### TASK DIRECTIONS
The entries must be retyped exactly, down to the last line.

Collected data

━━━━━━━━

PR #1659, opened 2022-06-19
Kaggle display fix

ItayGabbay:
Fixing the display on Kaggle.

---

### DIFF
--- a/deepchecks/core/display.py
+++ b/deepchecks/core/display.py
@@ -94,7 +94,7 @@ class DisplayableResult(abc.ABC):
 
         if is_kaggle_env():
             self.show_in_iframe()
-        if is_colab_env() and as_widget is True:
+        elif is_colab_env() and as_widget is True:
             widget = self.widget_serializer.serialize(**kwargs)
             content = widget_to_html_string(widget, title=get_result_name(self))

━━━━━━━━

### WRITTEN RESPONSE
PR #1659, opened 2022-06-19
Kaggle display fix

ItayGabbay:
Fixing the display on Kaggle.

---

### DIFF
--- a/deepchecks/core/display.py
+++ b/deepchecks/core/display.py
@@ -94,7 +94,7 @@ class DisplayableResult(abc.ABC):
 
         if is_kaggle_env():
             self.show_in_iframe()
-        if is_colab_env() and as_widget is True:
+        elif is_colab_env() and as_widget is True:
             widget = self.widget_serializer.serialize(**kwargs)
             content = widget_to_html_string(widget, title=get_result_name(self))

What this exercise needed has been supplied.